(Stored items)
****************

PR #1292, opened 2025-05-19
fix: 'a very' no longer flagged to change to 'Avery'

hippietrail:
# Issues 
N/A

# Description

I had noticed for some time that `a very` was sometimes flagged and the suggested fix was `Avery`.
I finally investigated and the context was after `that's`, which the `implied_ownership_compound_nouns` linter treated as a possessive when it's actually a contraction.

While checking things out I realized the special case for `let's` only worked with the straight typewriter apostrophe but not the curved typography apostrophe. I added apostrophe and case normalization before checking the special case exceptions.

This fixed a couple of lints in the snapshots too.

# Demo

Before: 
Screenshot 2025-05-19 at 3 38 01 pm

After: 
Screenshot 2025-05-19 at 5 59 21 pm

# How Has This Been Tested?

I added a unit test for `that's` and a second one for `let's` that used the curved apostrophe: `let’s`.

# Checklist

### DIFF
--- a/harper-core/tests/text/linters/The Great Gatsby.snap.yml
+++ b/harper-core/tests/text/linters/The Great Gatsby.snap.yml
@@ -3404,15 +3404,6 @@ Suggest:
 
 
 
-Lint:    WordChoice (63 priority)
-Message: |
-    2212 | “Well!” I inspected them. “That’s a very interesting idea.”
-         |                                   ^~~~~~ The possessive noun implies ownership of the closed compound noun “Avery”.
-Suggest:
-  - Replace with: “Avery”
-
-
-
 Lint:    Spelling (63 priority)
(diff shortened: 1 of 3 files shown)


harper-core/tests/text/linters/The Great Gatsby.snap.yml
```diff
@@ -3404,15 +3404,6 @@ Suggest:
 
 
 
-Lint:    WordChoice (63 priority)
-Message: |
-    2212 | “Well!” I inspected them. “That’s a very interesting idea.”
```
elijah-potter, line 3409: I'm glad these pass now.

elijah-potter (approved):
Good stuff.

****************

_What to produce_
If a line above contains the word "with", list it.

_Task answer_
While checking things out I realized the special case for `let's` only worked with the straight typewriter apostrophe but not the curved typography apostrophe. I added apostrophe and case normalization before checking the special case exceptions.
-  - Replace with: “Avery”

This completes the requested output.